Jared is both delightful and frustrating. In a nutshell…he’s a boy. Good looking, intelligent, and insecure, he finds himself in a strange town with the one person he has always relied on but never, ever thought he would meet in person. In fact, he was never sure she was actually real. His banter with Kami is uncomfortable when they meet. The easiness they shared when only connecting through their minds doesn’t translate well when they are face to face. I enjoyed watching the differences in their interactions when they mind speak and when they physically talk. From the moment they meet you get the feeling they belong together, even though Ms. Brennan doesn’t place them into a soulmate/destiny type of relationship. They are essentially meeting each other for the first time and neither Kami and Jared are instantly smitten with one another. We learn later exactly why they have this connection in the first place and it places even more strain on them.
“Hark," he said, his tone very dry. "What stone through yonder window breaks?”
Kami yelled up at him, “It is the east, and Juliet is a jerk!”
Our secondary characters are just as alive and personable as our protagonists. The dialogue between them all is humorous and invigorating. The one liners fly through here at a rapid pace but it’s not overdone. Brennan has found the perfect blend between the serious and the comical. It draws you in and makes you a part of their lives.
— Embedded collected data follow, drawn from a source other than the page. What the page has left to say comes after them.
PR #3350, opened 2020-10-07
[Automated] Upgrade to latest dependencies

mattmoor:
Produced via:
```shell
./hack/update-deps.sh --upgrade
./hack/update-codegen.sh
```
/cc vdemeester ImJasonH
/assign vdemeester ImJasonH


mattmoor:
🤔  @vdemeester more `third_party/` churn.  I wonder if my local box has some skew with HEAD, but I'm surprised this is getting through CI both ways...

PR #648, opened 2023-10-20
fix: plugin_metadata_cm path

indrekj:
Exactly the same thing as #646 but for the dev branch (v2.x chart)


indrekj:
Oh actually maybe this doesn't make sense. Dev branch is for the `apisix` chart right? Not for `apisix-ingress-controller` chart? So we should rather bump the `apisix-ingress-controller` chart version when it is released and not port this over? I'll close it. Was a bit too hasty.

PR #654, opened 2023-10-27
Add podLabels to _pod.tpl

gamer22026:
Allow adding additional labels to pod


Gallardot (commented):
Unable to find the definition of `podLabels` in the project

Issue #681, opened 2023-12-08
TZ and extraEnvVars in apisix-ingress-controller helm chart


papdaniel:
Apisix helm chart has TZ and extra env vars config, these would be useful in apisix-ingress-controller too. 
Currently it runs in UTC+8, we would like to set it to another timezone.

alangilmor:
volumes & volumeMounts also, please

PR #682, opened 2023-12-08
feat: timezone and extra env vars configurable in apisix ingress controller

papdaniel:
Apisix helm chart has TZ and extra env vars config, these would be useful in apisix-ingress-controller too.
Currently it runs in UTC+8, we would like to set it to another timezone.
issue: https://github.com/apache/apisix-helm-chart/issues/681

### DIFF
--- a/charts/apisix-ingress-controller/README.md
+++ b/charts/apisix-ingress-controller/README.md
@@ -143,6 +143,7 @@ The same for container level, you need to set:
 | config.logLevel | string | `"info"` | the error log level, default is info, optional values are: debug, info, warn, error, panic, fatal |
 | config.logOutput | string | `"stderr"` | the output file path of error log, default is stderr, when the file path is "stderr" or "stdout", logs are marshalled plainly, which is more readable for human; otherwise logs are marshalled in JSON format, which can be parsed by programs easily. |
 | config.pluginMetadataCM | string | `""` | Pluginmetadata in APISIX can be controlled through ConfigMap. default is "" |
+| extraEnvVars | list | `[]` | extraEnvVars An array to add extra env vars e.g: extraEnvVars:   - name: FOO     value: "bar"   - name: FOO2     valueFrom:       secretKeyRef:         name: SECRET_NAME         key: KEY |
 | fullnameOverride | string | `""` |  |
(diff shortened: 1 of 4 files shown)


charts/apisix-ingress-controller/README.md
```diff
@@ -185,6 +186,7 @@ The same for container level, you need to set:
 | serviceMonitor.annotations | object | `{}` | @param serviceMonitor.annotations ServiceMonitor annotations |
 | serviceMonitor.labels | object | `{}` | @param serviceMonitor.labels ServiceMonitor extra labels |
 | serviceMonitor.metricRelabelings | object | `{}` | @param serviceMonitor.metricRelabelings MetricRelabelConfigs to apply to samples before ingestion. ref: https://prometheus.io/docs/prometheus/latest/configuration/configuration/#metric_relabel_configs |
+| timezone | string | `""` | timezone is the timezone where apisix uses. For example: "UTC" or "Asia/Shanghai" This value will be set on apisix-ingress-controller container's environment variable TZ. You may need to set the timezone to be consistent with your local time zone, otherwise the apisix-ingress-controller's logs may be used to retrieve event in wrong timezone. |
```
zll600, line 189:
```suggestion
| timezone | string | `""` | timezone is the timezone where apisix-ingress-controller uses. For example: "UTC" or "Asia/Shanghai" This value will be set on apisix-ingress-controller container's environment variable TZ. You may need to set the timezone to be consistent with your local time zone, otherwise the apisix-ingress-controller's logs may be used to retrieve event in wrong timezone. |
```

charts/apisix-ingress-controller/values.yaml
```diff
@@ -183,6 +183,25 @@ affinity: {}
 # ref: https://kubernetes.io/docs/concepts/workloads/pods/pod-topology-spread-constraints/#spread-constraints-for-pods
 topologySpreadConstraints: []
 
+# -- timezone is the timezone where apisix uses.
```
zll600, line 186:
```suggestion
# -- timezone is the timezone where apisix-ingress-controller uses.
```

zll600:
@Revolyssup @AlinsRan Could you help review this?

PR #685, opened 2023-12-17
Fix already defined hostNetwork when it is true

jaysonsantos:


zll600:
@Revolyssup Can you help review this PR?

PR #692, opened 2024-01-05
feat: Support config merge from Kubernetes Secret

achetronic:
Hello,

We have detected that some of the credentials regarding configuration are hardcoded on `values.yaml`. We needed to fix this for our company as we use ExternalSecrets operator to provide the credentials dynamically to the Kubernetes clusters. 

We have patched the Helm chart to be able to merge some config coming from a Kubernetes Secret with the main config coming from the dashboard's configmap. This way we cover all the potential secret fields across config (etc, authentication users, etc)

For merging we are using the official `yq` image so we expect you like it

WDYT about changes?


achetronic:
Let's close this PR as null response given

PR #698, opened 2024-01-15
fix: allow configuring apiVersion in Ingress Class resource

Revolyssup:
Fixes https://github.com/apache/apisix-ingress-controller/issues/2133

### DIFF
--- a/charts/apisix-ingress-controller/templates/ingress-class.yaml
+++ b/charts/apisix-ingress-controller/templates/ingress-class.yaml
@@ -1,5 +1,7 @@
-{{ if (eq .Values.config.kubernetes.ingressVersion "") }}
+{{ if or (eq .Values.config.kubernetes.ingressVersion "") (eq .Values.config.kubernetes.ingressVersion "networking/v1")}}
 apiVersion: networking.k8s.io/v1
+{{- else if (eq .Values.config.kubernetes.ingressVersion "networking/v1beta1")}}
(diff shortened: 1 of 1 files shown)


Gallardot (approved):

AlinsRan (approved):

charts/apisix-ingress-controller/templates/ingress-class.yaml
```diff
@@ -1,4 +1,8 @@
+{{ if (eq .Values.config.kubernetes.ingressVersion "") }}
 apiVersion: networking.k8s.io/v1
+{{- else }}
+apiVersion: {{ .Values.config.kubernetes.ingressVersion }}
```
AlinsRan, line 4: https://github.com/apache/apisix-ingress-controller/blob/master/conf/config-default.yaml#L72-L74

Are you sure you can use it directly?
`networking/v1beta1 != networking.k8s.io/v1beta1`

AlinsRan (changes requested):

charts/apisix-ingress-controller/templates/ingress-class.yaml
Revolyssup: nice catch

Revolyssup:
@AlinsRan Can you review again? I made the changes/

AlinsRan (approved):

PR #706, opened 2024-01-17
feat: add serviceMonitor for apisix-gateway

mstefany:
Metrics' port & URL is defined [here](https://github.com/apache/apisix-helm-chart/blob/f14f58dc7fbe8a963b346ab322a93c662f191b3a/charts/apisix-ingress-controller/templates/apisix-configmap.yaml#L170-L171) (port 9091 & URL `/apisix/prometheus/metrics`).

And it doesn't match what's in the [serviceMonitor](https://github.com/apache/apisix-helm-chart/blob/master/charts/apisix-ingress-controller/templates/servicemonitor.yaml#L33). TargetPort should be `prometheus`, a.k.a. 9091, and path is not specified which defaults to `/metrics` which is incorrect.

Fact that it's not working in default configuration is visible in my logs:
```
apisix-ingress-controller-6b4d5cc778-f582v apisix 10.254.82.207 - - [17/Jan/2024:11:00:22 +0000] 10.254.83.238:9080 "GET /metrics HTTP/1.1" 404 47 0.000 "-" "Prometheus/2.48.1" - - - "http://10.254.83.238:9080"
```

### DIFF
--- a/charts/apisix-ingress-controller/README.md
+++ b/charts/apisix-ingress-controller/README.md
@@ -154,6 +154,11 @@ The same for container level, you need to set:
 | gateway.nginx.workerRlimitNofile | string | `"20480"` | Nginx workerRlimitNoFile |
 | gateway.resources | object | `{}` |  |
 | gateway.securityContext | object | `{}` |  |
+| gateway.serviceMonitor | object | `{"annotations":{},"enabled":false,"interval":"15s","labels":{},"metricRelabelings":{},"namespace":"monitoring","path":"/apisix/prometheus/metrics"}` | Create ServiceMonitor object for apisix gateway for Prometheus operator Requires Prometheus operator v0.38.0 or higher. |
+| gateway.serviceMonitor.annotations | object | `{}` | @param serviceMonitor.annotations ServiceMonitor annotations |
+| gateway.serviceMonitor.labels | object | `{}` | @param serviceMonitor.labels ServiceMonitor extra labels |
+| gateway.serviceMonitor.metricRelabelings | object | `{}` | @param serviceMonitor.metricRelabelings MetricRelabelConfigs to apply to samples before ingestion. ref: https://prometheus.io/docs/prometheus/latest/configuration/configuration/#metric_relabel_configs |
+| gateway.serviceMonitor.path | string | `"/apisix/prometheus/metrics"` | @param serviceMonitor.path ServiceMonitor scrape path |
 | gateway.tls.additionalContainerPorts | list | `[]` | Support multiple https ports, See [Configuration](https://github.com/apache/apisix/blob/0bc65ea9acd726f79f80ae0abd8f50b7eb172e3d/conf/config-default.yaml#L99) |
 | gateway.tls.certCAFilename | string | `""` | Filename be used in the gateway.tls.existingCASecret |
 | gateway.tls.containerPort | int | `9443` |  |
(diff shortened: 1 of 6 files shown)


charts/apisix-ingress-controller/templates/servicemonitor.yaml
```diff
@@ -30,8 +30,9 @@ metadata:
   {{- end }}
 spec:
   endpoints:
-  - targetPort: http
+  - targetPort: prometheus
     scheme: http
+    path: /apisix/prometheus/metrics
```
zll600, line 35: Do we need to add a new value `serviceMonitor`, like https://github.com/apache/apisix-helm-chart/blob/f14f58dc7fbe8a963b346ab322a93c662f191b3a/charts/apisix/values.yaml#L571

mstefany: I can make the value configurable, and fix it in both places.

mstefany: @zll600 I added `serviceMonitor.path` as configurable option, please review

zll600: LGTM, Thank you

mstefany:
Please, is it possible to have this reviewed and approved?

zll600:
ping @AlinsRan @Revolyssup

zll600:
ping @AlinsRan @Revolyssup

flassagn:
Guys any feedback about the review ? We would like to enable the ingress controller monitoring ! :pray:

Revolyssup:
> Guys any feedback about the review ? We would like to enable the ingress controller monitoring ! 🙏

I will take a look at this tomorrow and review. Thanks for reminding.

Revolyssup (approved):

mstefany:
I pushed the updated version, so that linter will be happy this time.

flassagn:
Hi @Revolyssup,

charts/apisix-ingress-controller/templates/servicemonitor.yaml
```diff
@@ -30,8 +30,9 @@ metadata:
   {{- end }}
 spec:
   endpoints:
-  - targetPort: http
+  - targetPort: prometheus
```
AlinsRan, line 33: The original HTTP should be the metrics of ingress. 
You should add servicemonitor instead of replacing it.

Why replace it with the metrics of the data plane? https://github.com/apache/apisix-helm-chart/blob/master/charts/apisix/templates/service-monitor.yaml#L41

How did you deploy it?

mstefany: Yeah, you're right. I will rewrite the PR. To scrape both apisix-ingress-controller and apisix (gateway) properly.

mstefany:
@AlinsRan @Revolyssup I updated the PR:

- because both `apisix-ingress-controller` and `apisix` containers have ports named `http`, original `ServiceMonitor` would scrape both containers (if `apisix-gateway` is enabled), and cause error every 15 seconds, because there are no metrics on http port 9080 of gateway at `/metrics` URL. For this reason I am renaming `http` port of `apisix-gateway-controller` to `http-controller`.
- enabling `ServiceMonitor` of gateway is now done separately in `.Values.gateway.serviceMonitor`, and it also provisions separate `ServiceMonitor` object to scrape such metrics

Please, review the code if this approach is acceptable. I have updated `README.md` with `helm-docs` so there shouldn't be linter errors.

flassagn:
Hi Guys, 

@AlinsRan @Revolyssup could you review the PR shared by @mstefany ? :pray:  

Thank you for your time and I wish you a good day

PR #712, opened 2024-01-24
feat: allow to enable/disable some plugins

mstefany:
List of plugins for gateway (apisix container) is currently configured statically in the ConfigMap and there is no way to customize the list. That means that e.g. `zipkin` plugin for observability is always enabled, but `opentelemetry` is not and it is not possible to enabled it (easily).

This just a proposal, how it could be done in one way.

I was also thinking about:

```
gateway:
  pluginsOverride:
    - plugin1
    - plugin2
    - ...
```

Or instead of adjusting ConfigMap template to allow for swappping it with `existingConfigMap`, e.g.:

```
gateway:
  existingConfigMap: "my-apisix-configmap"
```

Which would cause to not render `apisix-configmap.yaml` at all and instead switch `configuration` volume to provided custom ConfigMap.

Feedback is welcome.

### DIFF
--- a/charts/apisix-ingress-controller/README.md
+++ b/charts/apisix-ingress-controller/README.md
@@ -152,6 +152,9 @@ The same for container level, you need to set:
 | gateway.nginx.workerConnections | string | `"10620"` | Nginx worker connections |
 | gateway.nginx.workerProcesses | string | `"auto"` | Nginx worker processes |
 | gateway.nginx.workerRlimitNofile | string | `"20480"` | Nginx workerRlimitNoFile |
+| gateway.plugins.opentelemetry.enabled | bool | `false` |  |
+| gateway.plugins.skywalking.enabled | bool | `false` |  |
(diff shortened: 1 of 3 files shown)


mstefany:
Any possibility for a review and/or discussion, please?
It would be actually useful to control both list of enabled plugins and `plugin_attrs` in the ConfigMap.

One new option that could be useful is:
```
gateway:
  plugin_attrs:
    opentelemetry:
      ...
  plugins:
    enable:
      - plugin1
      - plugin2
    disable:
      - plugin3
      - plugin4
```

gateway.plugins.enable would add something to the list of default plugins, while disable would remove it. My concern here is - if plugins need to be specified in the list by their priority or if order just doesn't matter.

Revolyssup:
@mstefany Sorry for the late reply. I got busy. Now I am going over all your proposals and PRs one by one

Revolyssup:
@mstefany I will approve this PR but the proposal you have, can you create a separate issue and add details in the description so that other maintainers can take a look at the proposal?

Issue #653, opened 2023-10-26
Apisix 2.3.0 missing pdb fix


jaysonsantos:
Hi there folks, on version 2.3.0 the fix from #508 
would it be possible to cut a new release with that? otherwise all clusters with 1.25> would break

zkl94:
this is very much needed. That commit was merged long time ago but it is still not in latest release

michbeck100:
I think the changes from master are part of the 1.x.y chart releases. I don't understand the versioning here, though. I was also missing a merged PR in the latest chart. But i found it in 1.7.1.

Maybe someone in the team can explain what the differences between 2.x and 1.x are.

zll600:
There is an explanation. https://github.com/apache/apisix-helm-chart/issues/656

Baoyuantop:
The PDB fix referenced in this issue has been included in subsequent chart releases. The chart has since iterated to v2.13.0, which contains this fix. This issue has also had no activity for over a year.

Closing as resolved. If you still encounter this issue, please feel free to reopen.

Issue #680, opened 2023-12-07
apisix-2.4.0 chart uses deprecated  poddisruptionbudget v1beta1


atamgp:
[deprecation-guide](https://kubernetes.io/docs/reference/using-api/deprecation-guide/#poddisruptionbudget-v125)

poddisruptionbudget v1beta1 is deprecated, please update in the next chart version.
for now I have disabled it.

zll600:
Accoding this https://github.com/apache/apisix-helm-chart/issues/656.
> the dev branch is only used for 2.x. and master branch is used for other.

the issue on master was fixed by https://github.com/apache/apisix-helm-chart/pull/508. So we will create a same fix for dev which can help fix the 2.x version.

Baoyuantop:
The PodDisruptionBudget template has been updated to use `semverCompare` to automatically select the appropriate API version (`policy/v1` or `policy/v1beta1`) based on the Kubernetes cluster version. This compatibility issue has been resolved.

Closing as fixed. If you still encounter this issue, please feel free to reopen.

PR #508, opened 2023-03-12
PDB updated to Kubernetes 1.25

lpiob:
Why:
* Chart could not be installed in Kubernetes 1.25
* The PodDisruptionBudget used apiVersion that is deprecated before and unavailable in 1.25.

How:
* PodDisruptionBudget apiVersion is updated to match the Kubernetes version. No spec adjustments needed.
* Changes are applied also to k8s versions in which old api versions were deprecated.

Reference:
* https://kubernetes.io/docs/reference/using-api/deprecation-guide/#poddisruptionbudget-v125
   
I have tested the changes on a 1.25 cluster and reviewed templates visually for older version.

PR #713, opened 2024-01-29
fix: update pdb version to k8s 1.25

zll600:
fix: https://github.com/apache/apisix-helm-chart/issues/653, https://github.com/apache/apisix-helm-chart/issues/680

this pr only copy code from https://github.com/apache/apisix-helm-chart/pull/508

### DIFF
--- a/charts/apisix/templates/pdb.yaml
+++ b/charts/apisix/templates/pdb.yaml
@@ -18,8 +18,9 @@
 {{ if semverCompare "<1.21-0" .Capabilities.KubeVersion.Version -}}
 apiVersion: policy/v1beta1
 {{- else -}}
-kind: PodDisruptionBudget
+apiVersion: policy/v1
 {{- end }}
+kind: PodDisruptionBudget
 metadata:
   name: {{ include "apisix.fullname" . }}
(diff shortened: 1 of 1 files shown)


charts/apisix/templates/pdb.yaml
```diff
@@ -15,8 +15,11 @@
 # limitations under the License.
 
 {{- if (.Values.podDisruptionBudget.enabled) }}
+{{ if semverCompare "<1.21-0" .Capabilities.KubeVersion.Version -}}
 apiVersion: policy/v1beta1
+{{- else -}}
 kind: PodDisruptionBudget
+{{- end }}
```
Revolyssup, line 22: Did you mean to specify apiVersion policy/v1 here? I dont think the logic is quite right.

Revolyssup (changes requested):

charts/apisix/templates/pdb.yaml
Revolyssup: https://github.com/apache/apisix-helm-chart/pull/719#pullrequestreview-1948146765

zll600: Sorry, I will update it.

Issue #705, opened 2024-01-17
Add helm values to use an external configmap on APISIX standalone mode


tkyoo:
When using APISIX standalone mode as a subchart, 'apisix.yaml' configmap is always re-initialized when upgrading the parent chart.

I think using an external configmap as the "apisix.yaml" is a simple solution for solving them!

Example: (variable names and paths are very sensitive part of the project, so this code is just a sample!)

apisix-config-configmap.yaml:
```yaml
{{- if and (eq .Values.deployment.mode "standalone") (eq (len .Values.apisix.standalone.extraConfigMap) 0 ) }}
kind: ConfigMap
apiVersion: v1
metadata:
  name: apisix.yaml
data:
  apisix.yaml: |
    routes:
    -
      uri: /hi
      upstream:
        nodes:
          "127.0.0.1:1980": 1
        type: roundrobin
    #END
{{- end }}
```

_pod.tpl:
```yaml
  volumes:
    {{- if eq .Values.deployment.mode "standalone" }}
    - configMap:
        name: {{ .Values.apisix.standalone.extraConfigMap | default "apisix.yaml" }}
      name: apisix-admin
    {{- end }}
```

values.yaml:
```yaml
apisix:
  ...
  standalone:
    extraConfigMap: "apisix-yaml"
```

Maybe this feature will also be very helpful for other APISIX users :)

Gallardot:
It's a meaningful suggestion, but few users would do this, especially in a k8s cluster. Supporting such a feature would require users to ensure correct configuration on their own, which could introduce risks.

jompu:
> It's a meaningful suggestion, but few users would do this, especially in a k8s cluster. Supporting such a feature would require users to ensure correct configuration on their own, which could introduce risks.

Isn't it the idea on standalone mode, that you can edit this file? Now it is not possible to use standalone mode on kubernetes (with this helm chart) because you cannot actually add any configuration there.  Unless if you are fine with editing the configmap straight on the cluster.

For example, I would like to have this configuration stored in git repository which I use for deployment. But currently it is impossible.

jompu:
I have created a pull request with related changes. The pull request allows to override content of the apisix.yaml ConfigMap or to use existing ConfigMap.

Meanwhile you can use either branch `dev` or `more-standalone-config-options` from https://github.com/jompu/apisix-helm-chart to install modified version of the APISIX 2.6.0 chart.

Baoyuantop:
[...]

PR #717, opened 2024-02-02
More options for standalone configuration

jompu:
Related to issue: #705

Allow to set standalone configuration with chart values or by using existing ConfigMap.

### DIFF
--- a/charts/apisix/templates/apisix-config-cm.yml
+++ b/charts/apisix/templates/apisix-config-cm.yml
@@ -21,12 +21,6 @@ metadata:
   name: apisix.yaml
 data:
   apisix.yaml: |
-    routes:
-    -
-      uri: /hi
-      upstream:
-        nodes:
-          "127.0.0.1:1980": 1
-        type: roundrobin
+    {{- .Values.deployment.standaloneConfig | nindent 4 }}
     #END
 {{- end }}
--- a/charts/apisix/templates/apisix-config-cm.yml
+++ b/charts/apisix/templates/apisix-config-cm.yml
@@ -21,6 +21,6 @@ metadata:
   name: apisix.yaml
 data:
   apisix.yaml: |
-    {{- .Values.deployment.standaloneConfig | nindent 4 }}
+    {{- .Values.apisix.deployment.standaloneConfig | nindent 4 }}
     #END
 {{- end }}
--- a/charts/apisix/templates/apisix-config-cm.yml
+++ b/charts/apisix/templates/apisix-config-cm.yml
@@ -14,13 +14,13 @@
 # See the License for the specific language governing permissions and
 # limitations under the License.
 
-{{- if eq .Values.apisix.deployment.mode "standalone" }}
+{{- if and (eq .Values.apisix.deployment.mode "standalone") (not .Values.apisix.deployment.standalone.existingConfigMap) }}
 kind: ConfigMap
 apiVersion: v1
 metadata:
   name: apisix.yaml
 data:
   apisix.yaml: |
-    {{- .Values.apisix.deployment.standaloneConfig | nindent 4 }}
+    {{- .Values.apisix.deployment.standalone.config | nindent 4 }}
     #END
 {{- end }}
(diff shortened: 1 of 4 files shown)


charts/apisix/templates/apisix-config-cm.yml
exxbrain, line 1: What is this config map for?

charts/apisix/values.yaml
```diff
@@ -305,6 +305,24 @@ apisix:
...
+        routes:
+        -
+          uri: /hi
+          upstream:
+            nodes:
+              "127.0.0.1:1980": 1
+            type: roundrobin
+      # -- Specifies the name of the ConfigMap that contains the rule configurations.
+      # The configuration must be set to the key named `apisix.yaml` in the configmap.
+      existingConfigMap: ""
```
exxbrain, line 324: Is this really needed?

jompu: It is for this subchart issue: https://github.com/apache/apisix-helm-chart/issues/705

Though I have not tested if this is really needed for that use case. But I think there are many reasons that some one would like to use a configmap that is created outside of this chart. For example related to devops automation, where the configuration is defined/updated separate to the chart installation.

espizo: We need this as well. The current Helm chart adds a apisix.yaml ConfigMap when it is installed in standalone mode. This ConfigMap contains a /hi route that is impossible to modify or remove. We need the ability to specify our own rule config instead of this example config.

One workaround would maybe be to "overwrite" the example config mount using `extraVolumes` and `extraVolumeMounts` but I much rather prefer this solution.

merriadoc:
This pull request will be wonderfull ! :-)

kedare:
Something that could be interesting to add, we should name the configmap dynamically with the name of the relase (like most others k8s objects I think right now)

As of today we cannot have multiple releases of apisix in a single namespace because of this (conflict on the fixed `apisix.yaml` configmap name)

jompu:
The 2.x development has changed from dev to master since I created this, so I have updated the branch to match latest master. And this pull request to merge into master.

jompu:
@Gallardot Maybe you can help to get this forward also.

The chart is not usable in standalone mode without this.

bruhsb:
hey folks o/

I'm facing the same issue, I needed to use `strategicMergePatches` in `helmfile` to rewrite the volume `apisix-admin` to use a custom configmap T_T

Can I do something to help this PR to move forward? :)

ranjanashish:
@Gallardot @exxbrain Can one of you help move this forward please?

As others have noted, in its current state, this Helm chart is unusable for standalone mode. This is particularly surprising because even the [FAQs](https://github.com/apache/apisix-helm-chart/blob/c52d29d3fbc5bfbab506581fccb47bbe2f6a3d2f/docs/en/latest/FAQ.md#how-to-install-apache-apisix-running-in-standalone-mode) has details on how to deploy APISIX in standalone mode. And yes, the command used in the FAQ will deploy APISIX in standalone mode but won't let you configure routes or anything - essentially it will deploy a dummy APISIX that is not usable.

j4rj4r:
Hello ! 

This pull request is essential for ensuring a fully functional and easily deployable standalone mode.
As it stands, the current Helm chart configuration isn’t practical for automation or GitOps.

thanks,

jompu:
I have moved to use Bitnami's APISIX helm chart, which is much more versatile and allows also standalone configuration.

TheShubhendra:
I am facing the same issue. As a quick work around after deploying the apisix, I am updating the `apisix.yaml` ConfigMap from another yaml file

paalgyula:
@exxbrain what is the status on your review? It would be really helpful for us too!

jompu:
> @exxbrain @espizo Would it be possible to move forward with the review? As seen in the comments on this PR, this feature would be appreciated by many.

Especially because Bitnami chart is not alternative option anymore.

adir-cynomi:
Hello @nic-chen @AlinsRan 
Should we expect a new helm chart version to be released containing these new changes?
The latest (2.12.4) doesn't contain them so still can't be used.

PR #722, opened 2024-02-12
Add support for custom ports

### LINKED ISSUE #720: How to expose prometheus endpoint without ServiceMonitor ?
Hello.

I am trying to make Prometheus scrape the APISIX endpoint without success.

I don't want to use the `ServiceMonitor` because it's not managed directly in the cluster, so basically I just need to add the annotations (done via `apisix.podAnnotations`) and then expose the port, which is the blocking part.

It looks like there is no way to expose more ports from the pods ?
I tried the `gateway.http.additionalContainerPorts` but then it get in conflicts as it's also setting up APISIX to listen on this port.

I'm quite surprised to use `ServiceMonitor` that is not really standard nor useful for this kind of case, as all what it is setting up can be setup using pod annotations and would work even without dependencies installed (here I can't use the ServiceMonitor because the CRD is not supported)

Thank you.

kedare:
This PR add supports for custom ports without impacting the apisix configuration by itself.

It is useful to expose ports that may be exposed from specific apisix configuration like Prometheus.

This makes possible to monitor APISIX with Prometheus using only standard Kubernetes annotations and without requiring ServiceMonitor CRD support (it can also likely solve others usercases)

Fixed #720

### DIFF
--- a/charts/apisix/Chart.yaml
+++ b/charts/apisix/Chart.yaml
@@ -31,7 +31,7 @@ type: application
 # This is the chart version. This version number should be incremented each time you make changes
 # to the chart and its templates, including the app version.
 # Versions are expected to follow Semantic Versioning (https://semver.org/)
-version: 1.11.0
+version: 1.11.1
 
 # This is the version number of the application being deployed. This version number should be
 # incremented each time you make changes to the application. Versions are not expected to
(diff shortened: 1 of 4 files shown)


kedare:
Any update on this ? Can we help more ? Looks like I am missing some access to be able to solve the conflicts

ralbon:
@ikatlinsky Please, can you have a look ?

notsag:
Please, @AlinsRan @Gallardot, when you have time could you review this PR.
Thanks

Angela, Kami’s best friend, is hilarious as she follows Kami from adventure to adventure, all the while complaining the entire time.
Kami was accustomed to people thinking she was crazy.
"You’re crazy," said her best friend, Angela, as the bell rang…
"They said that about all the great visionaries," Kami informed her, hurrying down the hall to match Angela’s long-legged stride.
"You know who else they said it about?" Angela demanded. "All the actual crazy people."
Angela’s brother is like an adopted older brother who teaches self defense and watches out for Kami.. Kami’s father and brothers are just as exuberant as Kami and her Dad’s reaction to Kami and dating had me giggling.
“Is this true, Kami? Are you going out on a date?” Dad asked tragically. “Wearing that? Wouldn’t you fancy a shapeless cardigan instead? You rock a shapeless cardigan, honey.”
The main conflict is intriguing, once it gets rolling along. The revealing is slow as Brennan spends time setting the stage, introducing our characters and putting them in their proper places. Once the “scooby gang” begins investigating, the pace picks up considerably and I found myself as deeply committed to solving the mystery as they were. The climatic ending is further heightened by a super hanging cliffhanger. Ms. Brennan leaves us with a lot of questions including a major one *gasp* that pains me when I realize the next installment has over a year before release.